# Finally!!!!!



## jbmanno (Mar 30, 2007)

After almost a month, i finally made the drive to Wixom, MI and picked up my new 31 RQS and it was well worth the drive!!!! I made the purchase from General RV Center and dealt with Mike DaMico...I would highly recommend both if anyone is looking to purchase.

I have to admit i was scared as h*** sending my rather large down payment to a dealer I never heard of for a camper that I had never seen...but Mike and the team at the General made everything very easy.

I showed up to pick up my camper thinking that they would just point to it and send me on my way and I was going to surprise them with the PDI that I printed off of this site. Well, I was very wrong. Mike welcomed me and intoduced me to Bob McKenzie who handled all the paperwork for the purchase, then he brought me to meet John who intorduced me to my new baby. John let me take a quick look inside to see what I just dropped $19,500 on, then started with the PDI. I was ready with my own PDI in hand, well let me tell you, John hit every item on the list and then some. After about an hour and a half, we were done and I asked him how hard it was to install the equalizer hitch. John asked if I had it with me, and when I told him that I did, he said that he would have it installed in about 10 minutes.

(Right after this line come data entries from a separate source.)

PR #5245, opened 2025-10-07
#4964 - Upgrade Packages - Layout fix and dependabot updates

andrewsignori-aot:
- Fixed banners that were not displayed correctly after the `@fortawesome/fontawesome-free` upgrade.

image

image

image

- Grouped form. io-related packages for dependabot PRs.
- Added monitoring of upgrades for Docker versions.
- Added a "commit-message" that should be the prefix for the PR titles, trying to make it clear where they are. We can remove it later if it does not achieve the goal.

### DIFF
--- a/.github/dependabot.yml
+++ b/.github/dependabot.yml
@@ -2,6 +2,8 @@ version: 2
 updates:
   - package-ecosystem: "npm"
     directory: "/sources/packages/web"
+    commit-message:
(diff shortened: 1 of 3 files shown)


ninosamson (approved):

dheepak-aot (approved):
Looks good 👍 Thanks for adding the commit messages for dependabot.

Issue #5089, opened 2025-08-21
BUG: Mask required instead of blank for institution student total income used for assessment purposes


astridSABC:
**Describe the Bug**
As an institution user, I need to see the "total income used for assessment purposes" as masked ($XXXXX) instead of just blank

**Expected Behaviour**
<img width="500" src="https://api.zenhub.com/attachedFiles/eyJfcmFpbHMiOnsibWVzc2FnZSI6IkJBaHBBNTBpQ3c9PSIsImV4cCI6bnVsbCwicHVyIjoiYmxvYl9pZCJ9fQ==--d9cdcf7e78404c32db41107eb17b28421d673a28/image.png" alt="image.png" />

Ref #3896

**Actual Behaviour**

<img width="500" src="https://api.zenhub.com/attachedFiles/eyJfcmFpbHMiOnsibWVzc2FnZSI6IkJBaHBBNThpQ3c9PSIsImV4cCI6bnVsbCwicHVyIjoiYmxvYl9pZCJ9fQ==--948405d02a05f6ee3403c421d70e2f98fa76bd03/image.png" alt="image.png" />

### Steps To Reproduce

Precondition: Student has submitted an application and it is at assessment status

1. Login to the institution portal
2. Select "search students"
3. Search for the student with the application above
4. Click "view"
5. Select "Applications" tab
6. Click "view" beside the application at assessment
7. Select "assessments" in the left pane
8. Click "view assessment"
9. Click "view assessment"
10. Note the funding section
11. Note the "Total income used for assessment purposes:"

- Investigating confirmed that XXX still being returned in backend. Just need to fix UI bug. 

### NOTE
Email sent to BAA, SBA and SPA for additional context.

CarlyCotton:
Looking to get clarification on why the mask is not showing as requested ($XXXXX) and just showing blank. THis will help prioritization in case could possibly show income to institution users.

ninosamson:
Investigate further in network console to confirm if XXXX is still being returned, indicating it would be a UI issue.

PR #5328, opened 2025-10-29
#5089 - Mask required instead of blank: Institution student total income

sh16011993:
**As a part of this PR, passed the required 2nd argument mask *XXXXX* to the `currencyFormatter` utils method ensuring that the empty is replaced by the *XXXXX* mask.**

### **Screenshot:**

image

### DIFF
--- a/sources/packages/forms/src/form-definitions/noticeofassessment.json
+++ b/sources/packages/forms/src/form-definitions/noticeofassessment.json
@@ -424,7 +424,7 @@
               "value": ""
             }
           ],
-          "content": "Total income used for assessment purposes: <span class=\"label-bold\">{{ utils.custom.currencyFormatter(data.assessment?.totalFamilyIncome, \"XXXXX\") }}</span>",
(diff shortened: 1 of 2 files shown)


sources/packages/forms/src/form-definitions/noticeofassessment.json
```diff
@@ -424,7 +424,7 @@
               "value": ""
             }
           ],
-          "content": "Total income used for assessment purposes: <span class=\"label-bold\">{{ utils.custom.currencyFormatter(data.assessment?.totalFamilyIncome) }}</span>",
+          "content": "Total income used for assessment purposes: <span class=\"label-bold\">{{ utils.custom.currencyFormatter(data.assessment?.totalFamilyIncome, \"XXXXX\") }}</span>",
```
andrewsignori-aot: If `data.assessment?.totalFamilyIncome` is null or undefined, it will display the masked "XXXXX" value for Ministry and even Students, which is not expected.
Since these "masked values" are common, we can incorporate them in the `currencyFormatter` where, if the value `isNaN` but it is "fully masked" with "X", we just return the "X".

andrewsignori-aot (commented):
Please take a look at the comment.

Issue #5183, opened 2025-09-15
New appeals UI appeal history 


Joshua-Lakusta:
## User Story
As a student I want to be able to see my appeal submission history. This will allow me to understand what appeals I have submitted and what the outcomes were.

## Acceptance Criteria
- [ ] Create a secondary tab on the appeals UI that shows appeals history 
    - [ ] Tab one is Appeal Submission
    - [ ] Tab two (new tab) Appeal History
- [ ]  Create a list on the history tab that shows all submitted or completed appeals
- [ ]  Columns 
Decision Date  |   Application  |  Appeal Name  |  Status |  View

- [ ] Decision Date format will follow MMM DD, YYYY of the decision (blank if it is pending)
- [ ] If application # exists show it under application column if it does not it should just be blank
- [ ] Appeal Name, if application appeal and there is only one selected form show name if multiple selected state Multiple. For "other" appeals it will always just be the form name.
- [ ] Status should show as approved, denied, or pending
- [ ] View button under view column should link to the appeal form for each type of appeal category submission
    - [ ] The application appeals will link to the page that currently exists 
    - [ ] The other appeals will need a view that should just show the appeal form submitted and a decision area at the bottom that mirrors the current behavior of the application appeals. (shows the form with a decision label next to the top.
<img width="1301" src="https://api.zenhub.com/attachedFiles/eyJfcmFpbHMiOnsibWVzc2FnZSI6IkJBaHBBMjlrQ3c9PSIsImV4cCI6bnVsbCwicHVyIjoiYmxvYl9pZCJ9fQ==--e0326719115ea7799463f183c4572d2b21a8814f/image.png" alt="image.png" />

<img width="1319" src="https://api.zenhub.com/attachedFiles/eyJfcmFpbHMiOnsibWVzc2FnZSI6IkJBaHBBNDFsQ3c9PSIsImV4cCI6bnVsbCwicHVyIjoiYmxvYl9pZCJ9fQ==--b4573b7bc859caf6aa3bcce67c020ea721d75fcd/image.png" alt="image.png" />

### Consider adding new tickets for: 
- Ministry and Institution UI to view student appeal history

**Additional Context**
General concept is to allow students to see other restriction out comes but also be able to see all appeal history.
Previous ui ticket #5153

Joshua-Lakusta:
@dheepak-aot 
Q. I believe that the appeal history table must exclude the legacy change requests(change requests before PY 2025-26) which was using the appeals framework. Please confirm.
[...]

PR #5343, opened 2025-11-04
#5183 - New appeals UI appeal history

andrewsignori-aot:
## New "Appeal History" tab in the Student Appeals

image

_Note:_ Many files were impacted by small navigation changes due to the new tabs, and some were moved.

### New Student Appeals Status Chip

- Create a new status chip status `<status-chip-student-appeal>` to allow the appeal requests status to be displayed correctly for "Approved" appeals. Please note, the "decision status" is still displayed using the `<status-chip-requested-assessment>` that is the same used for the visualization in the application details and the appeal read-only page.
- `StudentAppealSharedForm.vue` was converted to have the tabs and to be shared for the application and student routes.

## E2E Tests

- E2E tests adjusted to include new values returned from the API.
- Added an order to the appeals request to ensure consistent return of the list. There is no requirement for a particular order, so an order was chosen.

### DIFF
--- a/sources/packages/web/src/views/student/appeal/StudentAppealSharedFormSubmission.vue
+++ b/sources/packages/web/src/views/student/appeal/StudentAppealSharedFormSubmission.vue
@@ -3,7 +3,7 @@
     <template #header>
       <body-header
         title="Submission"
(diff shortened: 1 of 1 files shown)


sh16011993 (approved):
Great work @andrewsignori-aot 👍

Issue #5203, opened 2025-09-19
Modified Independent appeal: New "other" appeal to update profile


CarlyCotton:
As a ministry user and student user we want the modified independent process to be permanent when it gets completed. We want it to be an appeal that can be completed at any time. 

### Other appeal activation
- [x] Recode the other appeal option on the new appeals ui to be visible (hardcoded hidden on previous ticket)
- [x] Add the new modified independent appeal into the other appeal category drop down list

### Appeal outcome 
- [x] Outcome of the new appeal will not effect any application it will set a new status to the profile
- [x] When appeal is approved, student's modified independent profile status is changed to yes 

### Appeal form
- [x] Appeal form is named Modified independent appeal
- [x] Form content:
Is it impossible for you to provide your parents' financial information and you need to request consideration for modified independent status due to exceptional circumstances? 
Yes
No

Which of the following best describes your situation? (If none of these apply you are not eligible for modified independent status)
   - There is an irreconcilable rift between me and my parent(s), and I can provide satisfactory evidence of a severe and permanent breakdown in the relationship between you and your parent(s) that has existed for at least one year unless a sudden and serious situation has occurred.
   - You would normally be classified as a dependant student by StudentAid BC, but you are unable to contact or locate your parents, step-parent, sponsor, or legal guardian due to conflict or emergency (such as war, famine or natural disaster) in the country where they live.

- [x] Uploader if option 1 selected 

Upload supporting documents
Please provide all of the documents listed below
A statement from you describing the family rift, how long the rift has existed and why it continues.
A letter from a responsible third party testifying as to the truthfulness of your explanation and providing an independent assessment of the situation. The third party could be any of the following: counsellor, psychologist, religious advisor, doctor, teacher, and/or mature relative outside the immediate family or family friend. The status of the third party and their relationship to you must be identified in the letter.
A letter from your parent(s)/step-parent/sponsor/legal guardian describing the family rift, how long the rift has existed and why it continues. If a parental letter cannot be obtained, a second letter from another professional third party must be submitted.

- [x] Uploader if option 2 selected

Upload supporting documents
Please provide all of the documents listed below
A letter explaining the conflict or emergency that has made it impossible to contact or locate your parent(s)/step-parent/sponsor/legal guardian in the country where they live.

## QA Notes
[...]

PR #5357, opened 2025-11-12
#5203 - Modified Independent appeal - Fix Wrong Content

andrewsignori-aot:
Removed an extra bullet point that was not part of this requirement.

image


andrewsignori-aot:
@ninosamson bypassing approval in this PR to allow its deployment to TEST.

PR #5428, opened 2025-11-28
#2470 - Step parent waiver appeal - Form and consolidated data

dheepak-aot:
# Step parent waiver appeal - Form and consolidated data

Summary: The PR implementation enables the student to submit a new type of appeal call `Step parent waiver appeal` on full-time applications with both parent 1 and parent 2 reported in the application. If the application does not have both the parents reported, then API validates the request and throw error on the submission. 

## FormIO

- [x] Created new form `stepparentwaiverappeal` for the `Step parent waiver appeal`.
- [x] Form loads the parent names in dynamic way using the property `parents` injected by Vue.

image

image

## API
- [x] Updated the API `get application to request appeal` to return parent details.
- [x] During the appeal submission for step parent waiver appeal, the application is validated to have both parents reported.
- [x] During appeal submission, the property `parents` if present is re-populated at the server side to perform dry run validation. 
**Note**: The re-populated data is saved in the appeal submitted data payload.

## Workflow
- [x] Load assessment consolidated data mapping is added for the step parent waiver appeal data. As `selectedParent`(supporting user id of the waived parent) is only required for the workflow context, only that property is mapped into the appeal data instead of the whole dynamic data.
image

- [x] Added `parent1SupportingUserId` and `parent2SupportingUserId` which to consolidated data which will be used by the workflow to match with `selectedParent` in step parent waiver appeal data to identify the waived parent.
image

image

## Workers
- [x] Parent 1 and Parent 2 ordered by the supporting user id for the consistency in identifying parent 1 and parent 2.

## E2E Tests

- [x] Created E2E Test `ApplicationStudentsController(e2e)-getApplicationToRequestAppeal` with some tests including the applications with supporting user parents.
```
ApplicationStudentsController(e2e)-getApplicationToRequestAppeal
    √ Should get the application details for appeal when the application status is Completed and offering intensity is full-time. (964 ms)                                               
    √ Should get the application details for appeal when the application status is Completed and offering intensity is full-time and the application has both the parents reported as supporting users. (811 ms)                                                                                                                                                                  
    √ Should throw not found error when application is not found. (37 ms)
```
- [x] Added E2E tests for step parent waiver appeal in `StudentAppealStudentsController(e2e)-submitApplicationAppeal`
```
√ Should create step parent waiver appeal for an application when student submit the appeal for a full-time application reported with both the parents. (1201 ms)
√ Should throw unprocessable entity exception when student submit a step parent waiver appeal for an application which has only one reported parent. (1021 ms)

```
- [x] Added worker E2E test in `AssessmentController(e2e)-loadAssessmentConsolidatedData` to ensure that the parents are identified as `Parent1` and `Parent2` based on the id in the `supporting_users` table. For e.g. if application has 2 parents and say 100 and 102 are the ids of the parents, then parent with id 100 is `Parent1` and with 102 is `Parent2`.
```
 √ Should load assessment consolidated data when the student is single and a dependant with both parents reported in the application and the application offering intensity is full-time. (729 ms)
```

### DIFF
--- a/sources/packages/backend/apps/api/src/route-controllers/student-appeal/student-appeal.students.controller.ts
+++ b/sources/packages/backend/apps/api/src/route-controllers/student-appeal/student-appeal.students.controller.ts
@@ -202,7 +202,7 @@ export class StudentAppealStudentsController extends BaseController {
     try {
       const dryRunPromise: Promise<DryRunSubmissionResult>[] =
         payload.studentAppealRequests.map((appeal) => {
-          // Check if the form has any inputs which is required to be populated at the server side
+          // Check if the form has any inputs which are required to be populated at the server side
           // during the dry run submission.
           if (appeal.formData.programYear) {
             appeal.formData.programYear = application.programYear.programYear;
--- a/sources/packages/forms/src/form-definitions/stepparentwaiverappeal.json
+++ b/sources/packages/forms/src/form-definitions/stepparentwaiverappeal.json
@@ -69,7 +69,7 @@
             "tableView": true,
             "validate": {
                 "required": true,
-                "custom": "let validationErrorMessage;\n\n// Get allowed values from injected property 'parents'.\nconst allowedValues = !!data.parents\n    ? data.parents.map((parent) => parent.id)\n    : [];\n// Validate and populate the validation error message.\nif (allowedValues.length < 2) {\n  validationErrorMessage = \"Invalid number of parents in the application.\";\n} else if (!allowedValues.includes(input)) {\n  validationErrorMessage = \"Invalid value for the selected parent.\";\n}\n\n// When validation error message is missing it is considered as successful validation.\nvalid = validationErrorMessage || true;\n  "
+                "custom": "let validationErrorMessage;\n\n// Get allowed values from injected property 'parents'.\nconst allowedValues = !!data.parents\n    ? data.parents.map((parent) => parent.id)\n    : [];\n// Validate and populate the validation error message.\nif (allowedValues.length !== 2) {\n  validationErrorMessage = \"Invalid number of parents in the application.\";\n} else if (!allowedValues.includes(input)) {\n  validationErrorMessage = \"Invalid value for the selected parent.\";\n}\n\n// When validation error message is missing it is considered as successful validation.\nvalid = validationErrorMessage || true;\n  "
             },
             "validateWhenHidden": false,
             "key": "selectedParent",
--- a/sources/packages/backend/apps/api/src/utilities/system-configurations-constants.ts
+++ b/sources/packages/backend/apps/api/src/utilities/system-configurations-constants.ts
@@ -146,9 +146,3 @@ export const AVIATION_RESTRICTION_CODES: RestrictionCode[] = [
   RestrictionCode.AVIR,
   RestrictionCode.SFAS_AV,
 ];
-
-/**
- * Number of parents required to be reported in the application
- * to submit the step parent waiver appeal.
- */
-export const STEP_PARENT_WAIVER_APPEAL_REQUIRED_PARENTS = 2;


sources/packages/backend/apps/api/src/route-controllers/student-appeal/_tests_/e2e/student-appeal.students.controller.submitApplicationAppeal.e2e-spec.ts
```diff
@@ -732,6 +734,224 @@ describe("StudentAppealStudentsController(e2e)-submitApplicationAppeal", () => {
...
+      // and this mock must be removed.
+      const formService = await getProviderInstanceForModule(
+        appModule,
+        AppStudentsModule,
+        FormService,
+      );
+      const dryRunSubmissionMock = jest.fn().mockResolvedValue({
+        valid: true,
+        formName: FormNames.StepParentWaiverAppeal,
+        data: { data: expectedSubmittedData },
```
andrewsignori-aot: I am not able to follow the reason why the `expectedSubmittedData` should be provided as a result of the mock. I believe that we must let the server-side override these values and assert it (as it happens at line 879).
Providing the expected data as a mock result does not seem needed.

sources/packages/forms/src/form-definitions/stepparentwaiverappeal.json
```diff
@@ -0,0 +1,197 @@
...
+            "isNew": false
+        },
+        {
+            "label": "Please indicate which parent should be waived from the application",
+            "optionsLabelPosition": "right",
+            "inline": false,
+            "tableView": true,
+            "validate": {
+                "required": true,
+                "custom": "const allowedValues = !!data.parents\n  ? data.parents.map((parent) => parent.id)\n  : [];\n  \nvalid = allowedValues.includes(input) ? true : \"Invalid value for selected parent\";"
```
andrewsignori-aot: We should have a custom validation here to enforce that two parents should be present for selection. Since the hidden fields do not allow validation, it would enforce the rule at the dry run level, keeping the form-specific validation inside the form.io itself.

andrewsignori-aot (commented):
Great work, thanks for adding the extra E2E, and nice way to handle the dynamic parents loaded into the form.io. Please take a look at the comments.

sources/packages/backend/apps/api/src/route-controllers/student-appeal/student-appeal.students.controller.ts
```diff
@@ -197,16 +200,29 @@ export class StudentAppealStudentsController extends BaseController {
...
     }
     let dryRunSubmissionResults: DryRunSubmissionResult[] = [];
+    const parents = getSupportingUserParents(application.supportingUsers);
+    const hasStepParentWaiverAppealSubmission =
+      payload.studentAppealRequests.some(
+        (appealRequest) =>
+          appealRequest.formName === FormNames.StepParentWaiverAppeal,
+      );
+    // Validate the number of parents for step parent waiver appeal.
+    if (hasStepParentWaiverAppealSubmission && parents.length < 2) {
```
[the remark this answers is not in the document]
dheepak-aot: You mean this validation being part of the custom validation executed in the form?

If so, as the custom validation is has always validated only input value provided by the component and not the count of the data set(values), I felt it should not be in the custom validation and moreover this validation is only temporary until we have the eligible appeals for an application is built. Still open for ideas.

sources/packages/forms/src/form-definitions/stepparentwaiverappeal.json
```diff
@@ -0,0 +1,197 @@
...
+            "isNew": false
+        },
+        {
+            "label": "Please indicate which parent should be waived from the application",
+            "optionsLabelPosition": "right",
+            "inline": false,
+            "tableView": true,
+            "validate": {
+                "required": true,
+                "custom": "let validationErrorMessage;\n\n// Get allowed values from injected property 'parents'.\nconst allowedValues = !!data.parents\n    ? data.parents.map((parent) => parent.id)\n    : [];\n// Validate and populate the validation error message.\nif (allowedValues.length < 2) {\n  validationErrorMessage = \"Invalid number of parents in the application.\";\n} else if (!allowedValues.includes(input)) {\n  validationErrorMessage = \"Invalid value for the selected parent.\";\n}\n\n// When validation error message is missing it is considered as successful validation.\nvalid = validationErrorMessage || true;\n  "
```
andrewsignori-aot: Minor, the validation can precisely validate what is required.
```
if (allowedValues.length !== 2)
```

andrewsignori-aot (approved):
Thanks for making the changes. The validation in the form.io looks great,
Looks good 👍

They took me to the waiting area where I was greeted by the sales manager for the accessory department and he told me that I had 15% off the day of the purchase and 10% after that on any purchase.

John then came back in and said he was done and then brought me back and let me back under the camper. He gave me a quick demonstration of the equalizer hitch and sent me on my way back to PA.

I almost kissed John when he showed me the outside speakers and the Satellite Prep package, both of which I had no idea were on the camper.

I do have two complaints tho...1) the vinyl stickers inside the camper to give it that "white wood" look are already peeling off in the corners in several places and 2) when the awning is open, the door cannot be latched back in the open position. Both things are just minor inconveniences that I will take care of myself.

Thanks to everyone on this site that helped me with this purchase. I spent about three weeks on here before I bought an Outback because I wasn't sure which brand to get...I am extremely happy with the decision. Well, thanks for letting me brag, have a great night!!
Joe.


----------



## skippershe (May 22, 2006)

Hi jbmanno

















on your new 31rqs! 

Glad to hear everything went so well and that you had a great experience with your dealer









We had the same problem with our white trim...it was rippled in some spots, but most noticible around the fridge. Just add it to your warranty repair list. They replaced the trim for us when we took it in.

I'm not familiar with the awning and the door on that model...Did you point it out to John during the PDI and if so, did he have a solution? Just wondering if it would work if you make sure that the awning is at it's highest point when deployed.

Enjoy your new home away from home!
Happy Camping,


----------



## Scott and Jamie (Aug 27, 2006)

Congrats on your new 31!! Great to hear it went well wtih your purchase.

Scott


----------



## sleecjr (Mar 24, 2006)

congrats on the 31rgs its a great camper!


----------



## wolfwood (Sep 19, 2005)




----------



## NobleEagle (Jul 8, 2006)

Congrats on your new toy. When you open the awning, either use the awning strap to tie it or get a long piece of velcro and hook it to the awning and door in one big loop. Some people actually lower the legs of the awning to 90Â° and stake them to the ground which will in turn expose the door latch. Enjoy it and tke a lot-o-pix!


----------



## PDX_Doug (Nov 16, 2004)

*Congratulations Joe!*








It sounds like you had a great experience! And $19,500 for a 31 RQS? That is one screamin' deal! WHOO HOO!!!

In any case, welcome to the ranks of official Outback owners! Now go out there and have some fun!









Happy Trails,
Doug


----------



## Scrib (Jun 28, 2005)

It's like Christmas in April! Congratulations on the new rig, you're going to love it!

My 26RS is going on its 2nd year, and it has some of the white vinyl (I don't even know what that stuff is?) wood covering wrinkled in a couple of the corners. Our door scrapes the awning when we open or close it too, but it's been doing it for a year, and the awning looks no worse-for-wear.

good luck


----------



## summergames84 (Mar 6, 2004)

Welcome to Outbackers! Are you sure you didn't steal that 31rqs off the lot? That sounds like a great price, and a real bonus that you were treated so well. Have fun with the new toy!


----------



## RizFam (Feb 25, 2006)




----------



## HootBob (Apr 26, 2004)

Welcome jbmanno to the Outback Family
And congrats on the 31RQS
Glad to hear they took good care of you
As for the door staying open you could look around for a longer rod or even make one yourself
Just a thought
Glad to have another PAer on board









Don


----------



## OverFT5 (Apr 10, 2007)

We also received lots of great advice and help in picking out our Outback. The guys and gals on this forum are great! We're sure you'll give some feedback on your first trip. Congratulations! A great day!

Phil and Diann
Ford F350 Lariat PSD
Outback 28FRLS
Colibert hitchs with Fifth Airborne pin box
Spending money like crazy... loving it!


----------



## hpapa4 (Apr 11, 2007)

Great to see you in your new 31.


----------



## yesallmine (Mar 3, 2007)

We also bought from General in Wixom and got a great deal--better than Lakeshore.Congrats on your new toy!


----------